I recently attended a Linn LP12 showcase event here in Glasgow and there was a certain omission concerning Ariston decks and Castle Engineering.
The point of the Castle Engineering reference (and also the AR XA reference) is that the engineering philosophy/ design for the LP12 was not Linn’s.
This story of the birth of the LP12 and how evil Ivor stole the design from Hamish Robertson is often alluded to. That's the story I believed myself for many years but something about it just didn’t seem to fit. If Robertson had really designed the turntable and Castle were merely building it for him, how the heck did Ivor manage to win the court case? Ivor patented the single point bearing but the rest of the deck was identical to the RD11.
A few years ago I found and read the transcript of the court ruling, it's online somewhere. Reading that, and looking at the development of Ariston and Linn turntables going forward, the truth was obvious. Yes, Robertson had approached Castle with the idea of developing a turntable but they were better engineers than he was. Maybe building a turntable was his idea, maybe Ivor really liked the idea but I reckon the final product was at least as much Linn/Castle design as his so they had as much right to sell it as he did. That's why Ivor won the case. I suspect it was Linn/Castle who were responsible for most of the defining features of the deck.

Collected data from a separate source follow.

PR #21746, opened 2023-07-12
[feature](partial update) add failure tolerance for strict mode partial update stream load

bobhan1:
## Proposed changes

1. add the number of newly inserted rows to num_filtered_rows in strict mode partial update stream load
2. use delete_bitmap to delete the newly inserted rows in strict mode partial update
3. If num_rows_load_filtered/num_selected_rows > max_filter_ratio, the strict mode partial update stream load will fail.

## Further comments

If this is a relatively large or complex change, kick off the discussion at [dev@doris.apache.org](mailto:dev@doris.apache.org) by explaining why you chose the solution you did and what alternatives you considered, etc...

PR #24191, opened 2023-09-11
[Fix](merge-on-write) Check the returned filtered rows from different replicas

bobhan1:
## Proposed changes

In https://github.com/apache/doris/pull/21746, we just add up all filtered rows reported up by the executor BEs. When the table has replicas, it will get the wrong number of rows filtered. This PR adds consistency check for reported filtered rows and correct the calculation of the number of filtered rows in partial update.
## Further comments

### DIFF
--- a/be/src/vec/sink/vtablet_sink.cpp
+++ b/be/src/vec/sink/vtablet_sink.cpp
@@ -47,6 +47,7 @@
 #include <iterator>
 #include <memory>
 #include <mutex>
+#include <numeric>
 #include <sstream>
 #include <string>
 #include <type_traits>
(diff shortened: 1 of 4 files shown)


bobhan1:
run buildall

fe/fe-common/src/main/java/org/apache/doris/common/Config.java
```diff
@@ -1453,7 +1453,7 @@ public class Config extends ConfigBase {
      * DO NOT use it for production env.
      */
     @ConfField
-    public static boolean allow_replica_on_same_host = false;
+    public static boolean allow_replica_on_same_host = true;
```
cambyzju, line 1456: this config is `"DO NOT use it for production env"`, we should not open it by default.

bobhan1:
run buildall

bobhan1:
run buildall

bobhan1:
run clickbench

zhannngchen (approved):
LGTM

regression-test/suites/unique_with_mow_p0/partial_update/test_partial_update_strict_mode.groovy
```diff
@@ -30,7 +30,7 @@ suite("test_partial_update_strict_mode", "p0") {
                 `last_access_time` datetime NULL 
             ) ENGINE = OLAP UNIQUE KEY(`id`) 
             COMMENT 'OLAP' DISTRIBUTED BY HASH(`id`) 
-            BUCKETS AUTO PROPERTIES ( 
+            BUCKETS 4 PROPERTIES (
```
cambyzju, line 33: Why we need to change auto bucket to static bucket? It looks this pr have no connected with auto bucket?

bobhan1: just to ensure that the table has more than one buckets to check if the calculation is correct if the table has more than one bucket.

be/src/vec/sink/vtablet_sink.cpp
```diff
@@ -165,9 +166,20 @@ class IndexChannel {
 
     void set_tablets_received_rows(
             const std::vector<std::pair<int64_t, int64_t>>& tablets_received_rows, int64_t node_id);
+    void set_tablets_filtered_rows(
+            const std::vector<std::pair<int64_t, int64_t>>& tablets_filtered_rows, int64_t node_id);
+    int64_t num_rows_filtered() {
```
cambyzju, line 171: it seems not a complete function define. how to pass the compile?

bobhan1: which one

cambyzju (approved):
LGTM

PR #24212, opened 2023-09-12
[fix](forward master op)Set default catalog and db only when they exist in master FE while executing forwarded stmt.

Jibing-Li:
In this case, forward to master will throw catalog or db not found exception:
Connect to a follower:
1. create database test
2. use test
3. drop database test
4. create database test

This is because after step 2, the default db in follower has been set to `test`, drop database will not change the default db. In step 4, the default db `test` is set and forwarded to master, and master will fail to find it because it is already dropped.

This pr is to set the default catalog and db only when they exist.

The actual reason is that, when Follower handle the `drop db` stmt, it will forward to master to execute it, but can not
unset its own "current db"

## Proposed changes

Issue Number: close #xxx

## Further comments


Jibing-Li:
run buildall

Jibing-Li:
run buildall

morningman (approved):
LGTM

wuwenchi (approved):

PR #24297, opened 2023-09-13
[fix](io): use try with resource make io stream close automatically to avoid resource leak

xutaoustc:
Some code are scanned to have potential security and performance problems:
This pr fix the problem that some iostream are not closed after using.
Use try with resource make io stream close automatically to avoid resource leak

### DIFF
--- a/fe/fe-common/src/main/java/org/apache/doris/common/io/DeepCopy.java
+++ b/fe/fe-common/src/main/java/org/apache/doris/common/io/DeepCopy.java
@@ -48,7 +48,6 @@ public class DeepCopy {
                 DataOutputStream out = new DataOutputStream(byteArrayOutputStream)) {
             orig.write(out);
             out.flush();
-            out.close();
 
             try (DataInputStream in = new DataInputStream(byteArrayOutputStream.getInputStream())) {
                 Method readMethod = c.getDeclaredMethod(READ_FIELDS_METHOD_NAME, DataInput.class);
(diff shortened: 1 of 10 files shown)


fe/fe-common/src/main/java/org/apache/doris/common/io/DeepCopy.java
```diff
@@ -44,18 +44,16 @@ public static boolean copy(Writable orig, Writable dest, Class c, int metaVersio
...
         metaContext.setThreadLocalInfo();
 
-        FastByteArrayOutputStream byteArrayOutputStream = new FastByteArrayOutputStream();
-        DataOutputStream out = new DataOutputStream(byteArrayOutputStream);
-        try {
+        try (FastByteArrayOutputStream byteArrayOutputStream = new FastByteArrayOutputStream();
+                DataOutputStream out = new DataOutputStream(byteArrayOutputStream)) {
             orig.write(out);
             out.flush();
             out.close();
```
yiguolei, line 51: Is this line useful?

fe/fe-common/src/main/java/org/apache/doris/common/io/DeepCopy.java
```diff
@@ -74,19 +72,17 @@ public static <T> T copy(Writable orig, Class<T> c, int metaVersion) {
...
```
yiguolei, line 79: and this line

fe/fe-common/src/main/java/org/apache/doris/common/io/DeepCopy.java
CalvinKirs: don't need to explicitly invoke close

yiguolei (approved):
LGTM

yiguolei:
run buildall

CalvinKirs (approved):

PR #24416, opened 2023-09-15
[FIX](decimalv3) fix decimalv3 value with leading zeros

amorynan:
## Proposed changes

Issue Number: close #xxx
now we make error if we deal with leading zeros in decimal value , type_precision >= precision will make value overflow and DCHECK will fail , so if here has leading zero we should only make type_precision > precision to make value right

## Further comments


amorynan:
run buildall

Gabriel39 (approved):
LGTM

BiteTheDDDDt (approved):

PR #24454, opened 2023-09-15
[fix](security): non-static inner class should not implement serialized interface, or when it is serialized it will contain outer class info, which is not safe

xutaoustc:
[fix](*): non-static inner class should not implement serialized interface, or when it is serialized it will contain outer class info, which is not safe

And in this scenario, the class does not use info of outer class, which should use static class instead


yiguolei:
run  buildall

yiguolei (approved):
LGTM

xiaokang (approved):
LGTM

PR #24483, opened 2023-09-15
[fix](security): Use SecureRandom instead of Random, because it provides better security

xutaoustc:
Use SecureRandom instead of Random, because it provides better security

### DIFF
--- a/fe/fe-core/src/main/java/org/apache/doris/cooldown/CooldownConfHandler.java
+++ b/fe/fe-core/src/main/java/org/apache/doris/cooldown/CooldownConfHandler.java
@@ -28,6 +28,7 @@ import com.google.common.collect.Maps;
 import org.apache.logging.log4j.LogManager;
 import org.apache.logging.log4j.Logger;
 
+import java.security.SecureRandom;
 import java.util.ArrayList;
 import java.util.HashMap;
 import java.util.List;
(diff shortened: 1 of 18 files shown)


fe/fe-core/src/main/java/org/apache/doris/cooldown/CooldownConfHandler.java
```diff
@@ -78,7 +79,7 @@ private void updateCooldownConf(List<CooldownConf> confToUpdate) {
             if (replicas.isEmpty()) {
                 continue;
             }
-            Random rand = new Random(System.currentTimeMillis());
+            Random rand = new SecureRandom();
```
yiguolei, line 82: Not need a seed any more???

xutaoustc: yes, securerandom can generate a more safe seed

bigben0204:
LGTM

bigben0204 (approved):

yiguolei:
run buildall

bigben0204 (approved):

yiguolei (approved):
LGTM

yiguolei:
run feut

yiguolei (approved):
LGTM

liaoxin01:
@xutaoustc , SecureRandom seems to cause performance issues. What's the main purpose of switching to using SecureRandom?

PR #24589, opened 2023-09-19
[fix](Nereids) fix row count unconsistent when join ordering

keanji-x:
## Proposed changes

In the context of reorder join, when a new plan is generated, it may include a project operation. In this case, the newly generated join root and the original join root will no longer be in the same group. To avoid inconsistencies in the statistics between these two groups, we keep the child group's row count unchanged when the parent group expression is a project operation.

## Further comments


XieJiann:
run buildall

XieJiann:
run buildall

englefly (approved):

jackwener (approved):

PR #24605, opened 2023-09-19
[fix](io): use try with resource make io stream close automatically to avoid resource leak

xutaoustc:
Some code are scanned to have potential security and performance problems:
This pr fix the problem that some iostream are not closed after using.
Use try with resource make io stream close automatically to avoid resource leak


yiguolei (approved):
LGTM

yiguolei:
run buildall

morningman (approved):
LGTM

PR #35995, opened 2024-06-06
[improve](group commit) Modify group commit case and modify cancel status

mymeiyi:
## Proposed changes

1. Modify group commit p2 case to use nereids since https://github.com/apache/doris/pull/32523 support it.
2. We get many same logs when group commit is cancelled: 
    ```
    group_commit_mgr.cpp:182] cancel group commit, instance_id=xx, label=xx, status=[OK]
    ```
    the problem is that `runtime_state->is_cancelled` is true, but `runtime_state->cancel_reason()` is `OK`


dataroaring (approved):
LGTM

Yukang-Lian (approved):

PR #35997, opened 2024-06-06
[Pick 2.1](inverted index) fix tokenize function wrong result when params with space seperator 

airborne12:
## Proposed changes

Issue Number: close #xxx

Pick from (#32671)


airborne12:
run buildall

PR #36000, opened 2024-06-06
[Bug](function) fix week function get wrong result

zhangstar333:
## Proposed changes

before:
```
select week(cast('0000-01-01' as DATEV2), cast(2 as INT));
+----------------------------------------------------+
| week(cast('0000-01-01' as DATEV2), cast(2 as INT)) |
+----------------------------------------------------+
|                                                 52 |
+----------------------------------------------------+
1 row in set (0.00 sec)
```
 but it's should return 1 as result,
 mode 2 is start with a Sunday day as first week in this year.
 and special case for 0000-01-01, as it's SATURDAY, calculate result of 52 is
 last year, so it's meaningless.


zhangstar333:
run buildall

zclllyybb (commented):
lgtm for the fix. but we should add both fe-ut and be-ut for them. maybe cover the first 7 days and last 7 days for year 0000

zhangstar333:
run buildall

zhangstar333:
run buildall

zclllyybb (approved):
LGTM

HappenLee (approved):
LGTM

PR #36004, opened 2024-06-06
[fix](eq_for_null) fix incorrect logic in function eq_for_null

zhiqiang-hhhh:
Make sure we can process ColumnConst correctly

### DIFF
--- a/be/src/vec/functions/comparison_equal_for_null.cpp
+++ b/be/src/vec/functions/comparison_equal_for_null.cpp
@@ -87,7 +87,8 @@ public:
                 const ColumnNullable* nullable_right_col = nullptr;
                 if (right_const) {
                     nullable_right_col = assert_cast<const ColumnNullable*>(
-                            &(assert_cast<const ColumnConst*>(col_right.column.get())->get_data_column()));
+                            &(assert_cast<const ColumnConst*>(col_right.column.get())
+                                      ->get_data_column()));
                 } else {
                     nullable_right_col = assert_cast<const ColumnNullable*>(col_right.column.get());
                 }
@@ -106,7 +107,8 @@ public:
                 const ColumnNullable* nullable_left_col = nullptr;
                 if (left_const) {
                     nullable_left_col = assert_cast<const ColumnNullable*>(
-                            &(assert_cast<const ColumnConst*>(col_left.column.get())->get_data_column()));
+                            &(assert_cast<const ColumnConst*>(col_left.column.get())
+                                      ->get_data_column()));
                 } else {
                     nullable_left_col = assert_cast<const ColumnNullable*>(col_left.column.get());
                 }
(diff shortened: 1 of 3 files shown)


zhiqiang-hhhh:
run buildall

be/src/vec/functions/comparison_equal_for_null.cpp
```diff
@@ -75,33 +79,62 @@ class FunctionEqForNull : public IFunction {
         } else if (left_only_null) {
             auto right_type_nullable = col_right.type->is_nullable();
             if (!right_type_nullable) {
+                // right_column is not nullable, so result is all false.
                 block.get_by_position(result).column =
                         ColumnVector<UInt8>::create(input_rows_count, 0);
```
zclllyybb, line 84: these result columns could be wrap in `ColumnConst`. if then we use this column, it could be accelerated

be/src/vec/functions/comparison_equal_for_null.cpp
```diff
@@ -75,33 +79,62 @@ class FunctionEqForNull : public IFunction {
...
+                    nullable_right_col = assert_cast<const ColumnNullable*>(col_right.column.get());
+                }
+                // left column is all null, so result has same nullmap with right column.
                 block.get_by_position(result).column =
                         nullable_right_col->get_null_map_column().clone_resized(input_rows_count);
             }
             return Status::OK();
         } else if (right_only_null) {
             auto left_type_nullable = col_left.type->is_nullable();
             if (!left_type_nullable) {
```
zclllyybb, line 102: maybe put positive branch in `if` is better

zclllyybb (approved):
LGTM. some nit(not block):

be/src/vec/functions/comparison_equal_for_null.cpp
zhiqiang-hhhh: Can not do this, return ColumnConst may have conflict with default impl for const.

be/src/vec/functions/comparison_equal_for_null.cpp
zhiqiang-hhhh: bug fix should not be mixed with refactor

be/src/vec/functions/comparison_equal_for_null.cpp
```diff
@@ -75,33 +79,62 @@ class FunctionEqForNull : public IFunction {
...
+                const ColumnNullable* nullable_right_col = nullptr;
+                if (right_const) {
+                    nullable_right_col = assert_cast<const ColumnNullable*>(
+                            &(assert_cast<const ColumnConst*>(col_right.column.get())
+                                      ->get_data_column()));
+                } else {
+                    nullable_right_col = assert_cast<const ColumnNullable*>(col_right.column.get());
+                }
+                // left column is all null, so result has same nullmap with right column.
                 block.get_by_position(result).column =
```
HappenLee, line 96: if right_const, here do `clone_reisze` is error;

zhiqiang-hhhh:
run buildall

HappenLee (approved):
LGTM

PR #36009, opened 2024-06-07
[branch-2.1](jvm) disable BE's jvm metrics

morningman:
disable  BE's jvm metrics on external p0, because there is some issue with ASAN when BE exit.


morningman:
run buildall

morningman:
run buildall

PR #35491, opened 2024-05-28
[fix](backup) save finished state for local repo backup

w41ter:
## Proposed changes

Issue Number: close #xxx

The backup finished state in the local repo is not logged. So if there exist multiple local repo backups, and FE was restarted, then these backup records will be reset to the UPLOAD_INFO state.

## Further comments

If this is a relatively large or complex change, kick off the discussion at [dev@doris.apache.org](mailto:dev@doris.apache.org) by explaining why you chose the solution you did and what alternatives you considered, etc...

PR #36014, opened 2024-06-07
[fix](backup) save finished state for local repo backup

w41ter:
Cherry-pick #35491

The backup finished state in the local repo is not logged. So if there exist multiple local repo backups, and FE was restarted, then these backup records will be reset to the UPLOAD_INFO state.


w41ter:
run buildall

PR #36028, opened 2024-06-07
[Fix](explain) fix tablet showing problem (#35830)

LiBinfeng-01:
cherry-pick: #35830 
tablets could not showed in explain string when selected partitions too large, so it need to be show in next line


LiBinfeng-01:
run buildall

morningman:
run buildall

PR #36033, opened 2024-06-07
[improvement](JDBC Catalog) Properly release resources in JdbcClient

zy-kkk:
### What changes were proposed in this pull request?

This pull request introduces modifications to the `closeClient` method in the `JdbcClient` class to ensure proper cleanup of the custom class loader used for loading JDBC drivers. The existing implementation does not address the potential memory leak associated with class loaders when they are not properly closed after their usage ends.

### Why are the changes needed?

Class loaders, when not closed properly, can lead to memory leaks as the objects they load may not be eligible for garbage collection. This is especially critical in environments where multiple JDBC drivers are loaded and unloaded during the lifecycle of the application, such as in database federated queries or multi-tenant databases.

### Changes made:

- Added a check to close the `URLClassLoader` instance explicitly if it is not null.
- Nullified the class loader reference to aid the garbage collection process, thereby reducing the risk of memory leaks.

These changes help in ensuring that all resources are properly released when the JDBC client is closed, maintaining the robustness and efficiency of the resource management within the application.

### DIFF
--- a/fe/fe-core/src/main/java/org/apache/doris/datasource/jdbc/client/JdbcClient.java
+++ b/fe/fe-core/src/main/java/org/apache/doris/datasource/jdbc/client/JdbcClient.java
@@ -34,6 +34,7 @@ import lombok.Getter;
 import org.apache.logging.log4j.LogManager;
 import org.apache.logging.log4j.Logger;
 
+import java.io.IOException;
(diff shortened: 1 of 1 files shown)


zy-kkk:
run buildall

zy-kkk:
run buildall

PR #36046, opened 2024-06-07
[fix](statistics)Fix analyze twice after drop stats bug.

Jibing-Li:
1. After drop stats when partition analyze function enabled. Auto collector will collect the dropped table twice. Because int the first time analyzing, it doesn't write the partition update rows record to tableStats. In this case, the collector will consider the table has not collect partition level stats, which will trigger the second time collection. This pr is to fix this bug.
2. Set correct trigger type for partition analyze.
3. Sleep for 2 minutes before auto collection thread begin to work. This is waiting for BEs report tablet row count.


Jibing-Li:
run buildall

morrySnow (approved):

morningman (approved):

PR #36611, opened 2024-06-20
[regression-test](case) do statistics table compaction before quit regression tests

shuke987:
## Proposed changes
In regression, we will check whether there are pipeline tasks after all test cases were finished. 
But in regression-tests, creating and dropping tables are frequency operations, which will cause multiple delete predicater in statistics table rowsets, which will cause statistics operations running slowly.
This pr will try to do a full compaction in statitics in nonConccurent mode, try to solve the problem. 

Issue Number: close #xxx


shuke987:
run buildall

hello-stephen (approved):
LGTM

jacktengg (approved):

PR #30145, opened 2024-01-19
[Enhancement](inverted index) support inverted index format v2

airborne12:
## Proposed changes

Issue Number: close #xxx

## Further comments

If this is a relatively large or complex change, kick off the discussion at [dev@doris.apache.org](mailto:dev@doris.apache.org) by explaining why you chose the solution you did and what alternatives you considered, etc...

PR #36625, opened 2024-06-20
[fix](index compaction)Change index_id from int32 to int64 to avoid overflow

qidaye:
master is fix by #30145


qidaye:
run buildall

xiaokang (approved):
LGTM

PR #36618, opened 2024-06-20
[Fix](inverted index) fix wrong opt for pk no need read data

airborne12:
## Proposed changes

The optimization to avoid reading data for primary keys (PK) in segment_iterator can lead to incorrect results when there are function expressions involving the same PK column in the predicate.

PR #36633, opened 2024-06-20
[Pick 2.0](inverted index) fix wrong opt for pk no need read data

airborne12:
## Proposed changes

Pick from #36618


airborne12:
run buildall

PR #36635, opened 2024-06-20
[fix](map) fix core dump when upgrading from 1.2.x to 2.0.x with map datatype column 

amorynan:
## Proposed changes

Issue Number: close #xxx

### DIFF
--- a/be/src/olap/rowset/segment_v2/column_reader.cpp
+++ b/be/src/olap/rowset/segment_v2/column_reader.cpp
@@ -137,6 +137,7 @@ Status ColumnReader::create(const ColumnReaderOptions& opts, const ColumnMetaPB&
         }
         case FieldType::OLAP_FIELD_TYPE_MAP: {
             // map reader now has 3 sub readers for key, value, offsets(scalar), null(scala)
+            DCHECK(meta.children_columns_size() == 3 || meta.children_columns_size() == 4);
             std::unique_ptr<ColumnReader> key_reader;
             RETURN_IF_ERROR(ColumnReader::create(opts, meta.children_columns(0),
                                                  meta.children_columns(0).num_rows(), file_reader,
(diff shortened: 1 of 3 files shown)


amorynan:
run buildall

be/src/olap/rowset/segment_v2/column_reader.cpp
```diff
@@ -137,6 +137,7 @@ Status ColumnReader::create(const ColumnReaderOptions& opts, const ColumnMetaPB&
         }
         case FieldType::OLAP_FIELD_TYPE_MAP: {
             // map reader now has 3 sub readers for key, value, offsets(scalar), null(scala)
+            DCHECK(meta.children_columns_size() == 3 || meta.children_columns_size() == 4);
```
xiaokang, line 140: why not only 3?

be/src/olap/rowset/segment_v2/column_writer.cpp
```diff
@@ -262,6 +262,11 @@ Status ColumnWriter::create(const ColumnWriterOptions& opts, const TabletColumn*
         }
         case FieldType::OLAP_FIELD_TYPE_MAP: {
             DCHECK(column->get_subtype_count() == 2);
+            if (column->get_subtype_count() < 2) {
+                return Status::InvalidArgument(
+                        "If you upgraded from version 1.2.*, please drop the "
+                        "map column and wait a while to re-create the map column.");
```
xiaokang, line 268: "drop the MAP column and wait a while to re-create the map column" => "DROP the MAP columns and then ADD the MAP columns back."

be/src/olap/rowset/segment_v2/column_writer.cpp
```diff
@@ -262,6 +262,11 @@ Status ColumnWriter::create(const ColumnWriterOptions& opts, const TabletColumn*
         }
         case FieldType::OLAP_FIELD_TYPE_MAP: {
             DCHECK(column->get_subtype_count() == 2);
+            if (column->get_subtype_count() < 2) {
+                return Status::InvalidArgument(
+                        "If you upgraded from version 1.2.*, please drop the "
```
eldenmoon, line 267: return Status::InternalError to print stack, InvalidArgument will not print stack

be/src/olap/rowset/segment_v2/column_reader.cpp
amorynan: if map column is nullable, meta.children_columns(3) means to read null map

amorynan:
run buildall

PR #36643, opened 2024-06-21
[Fix](func) CoreDump and Result Error in percentile function

HappenLee:
## Proposed changes

Before：
```
select percentile(kbint, 0.6) from fn_test where kbint > 100;
+----------------------------------------+
| percentile(kbint, cast(0.6 as DOUBLE)) |
+----------------------------------------+
|                                   0 |
+----------------------------------------+
```

After:
```
select percentile(kbint, 0.6) from fn_test where kbint > 100;
+----------------------------------------+
| percentile(kbint, cast(0.6 as DOUBLE)) |
+----------------------------------------+
|                                   NULL |
+----------------------------------------+
```

PR #36648, opened 2024-06-21
[Fix](func) CoreDump and Result Error in percentile function

HappenLee:
## Proposed changes

cherry pick #36643


xiaokang:
run buildall

PR #36651, opened 2024-06-21
[fix](regression) Fix data_model_p0/unique/test_unique_table in cloud mode

mymeiyi:
## Proposed changes

The txn insert into mow table failed, because the commit_txn for mow table is doing by fe, but the `StreamLoadContext::is_mow_table()` return false, cause the commit_txn is doing by be. The`StreamLoadContext::is_mow_table()` return false because `put_result.__isset.pipeline_params` is false.


mymeiyi:
run buildall

dataroaring (approved):
LGTM

gavinchou (approved):

PR #36655, opened 2024-06-21
[improvement](mysql catalog) disable mysql AbandonedConnectionCleanup Thread

zy-kkk:
When using mysql catalog, mysql jdbc driver will generate an `AbandonedConnectionCleanupThread` for each database connection. This is a virtual reference, which will accumulate over time as database connections are constantly created, eventually causing OOM. Therefore, in our usage scenario, we need to turn off this thread because our database connection recycling depends on the connection pool.
But please note that this switch is only for MySQL JDBC Driver versions greater than 8.0.22


zy-kkk:
run buildall

morningman (approved):
LGTM

wuwenchi (approved):

AshinGau (approved):

PR #36659, opened 2024-06-21
[improvement](sqlserver catalog) Configurable whether to use encrypt when connecting to SQL Server using the catalog

zy-kkk:
In previous versions, we used druid as the default JDBC connection pool, which can use custom decryption to parse the certificate when SQL Server encryption is turned on. However, in the new version, after changing HikariCP as the default connection pool, the SQLServer certificate cannot be parsed, so encryption needs to be turned off for normal use. Therefore, a parameter is added to decide whether to disable SQLServer encryption. It is not disabled by default.


zy-kkk:
run buildall

morningman (approved):
LGTM

dataroaring (approved):
LGTM

zy-kkk:
run external

zy-kkk:
run buildall

PR #36666, opened 2024-06-21
[fix](exception) throw std::runtime_error leads to BE coredump

jacktengg:
## Proposed changes

Issue Number: close #xxx

`std::runtime_error` is not caught which leads to be coredump.


jacktengg:
run buildall

zhiqiang-hhhh (approved):

Gabriel39 (approved):

PR #36678, opened 2024-06-21
[Fix]check if fe set current connect fe

wangbo:
## Proposed changes
check if fe set current connect fe, when do gray upgrade, fe may not set this value.


wangbo:
run buildall

wangbo:
run buildall

PR #40384, opened 2024-09-04
[chore](thrift compatibility) Fix thrift id on master is not compatible with branch-2.1

zhiqiang-hhhh:
Ref https://github.com/apache/doris/pull/39852

PR #41057, opened 2024-09-20
[chore](thrift compatibility) Fix thrift id on master is not compatible with branch-2.1 #40384

zhiqiang-hhhh:
cherry pick from #40384


zhiqiang-hhhh:
run buildall

PR #41086, opened 2024-09-21
[opt](cache elimation) using step decending method to elimiate cache

yiguolei:
## Proposed changes

The cache elimation logic should not use a Linear continuity double value, should use a step by step value.
Or the cache limitation value will be changed often.


yiguolei:
run buildall

xinyiZzz (approved):
LGTM

wangbo (approved):
LGTM

PR #41093, opened 2024-09-22
[bugfix](allocatebytes) ignore null ptr column in Block

yiguolei:
## Proposed changes
Sometimes if expr failed, then there will be a nullptr column left in the block.
We should ignore the nullptr column, or exception will be thrown and some profile will not computed correctly.


yiguolei:
run buildall

jacktengg (approved):

BiteTheDDDDt (approved):

PR #40908, opened 2024-09-18
[fix](Variant) check enable light_schema_change when create table with variant type

eldenmoon:

PR #41102, opened 2024-09-23
[pick](Variant) check enable light_schema_change when create table with variant type

eldenmoon:
#40908


eldenmoon:
run buildall

PR #41120, opened 2024-09-23
[fix](restore) Fix view signature

w41ter:
1. reset with dbName instead of dbFullName, to be compatible with doris 2.0(full name has prefix `default_cluster:`)
2. since the referred db name of the restored view has changed, the next time to restore the view, the signature is not matched, so the db names should be reset and compared with the signature again.


w41ter:
run buildall

dataroaring (approved):
LGTM

Yukang-Lian (approved):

Why do I think that? Because both Linn and Ariston continued to manufacture the turntable and we can see what they did. Linn developed the LP12 for decades and everything they did made sense and improved the performance, integrity, reliability or usability of the deck. They identified structural weaknesses and improved them and they never introduced a change which had no benefit or made the deck poorer.
Ariston continued to develop and sell turntables based on the design too but every single one was worse than the one before it. Many of the changes were completely pointless, added to the production cost or did nothing for the sound. Others made the deck more complicated, harder to set up, sound worse or be less reliable. Late Ariston turntables are a dog's dinner. A few examples of things introduced on later versions of the deck. They painted the top plate and the top of the platter, which you can’t even see when the mat is on. They changed the size of the sub-chassis and sub-platter slightly. They made the plinth a complicated muti-part assembly. They altered the orientation of the sub-chassis which unbalanced it and required an additional spring to pull it sideways.
It's really obvious which of the two camps knew what they were doing. I’m happy to criticize things which Linn do that I don’t like but they are clearly good mechanical engineers. I'm convinced it was Castle/Linn who were the brains behind the design. Robertson was a sore looser who knew he would struggle to compete. Note that Linn did not try to stop him from selling the deck. He had the same opportunity as Ivor/Linn did, they started from the same place, and it was no one’s fault but his own that he didn’t build on it.
As for the configuration, no Linn didn't invent it but so what? Do we criticize Ford because they didn't invent the motor chariot with a four-wheel, rear drive, front steering layout? No. They didn't invent the configuration, someone else did, but they made it work better by applying better engineering and production techniques. Likewise Linn built a better deck than AR or Thorens using the same basic layout. I'm not saying they don't work, I've got a TD160 here that sounds great, but it is not built to the same quality as the LP12 and there are some really stupid design features inside it. The AR never was a patch on the Linn and only got worse.
Linn have been successful with the LP12 because they deserve to be. They got the initial design right and have not put a foot wrong with it in fifty years! And that is not easy.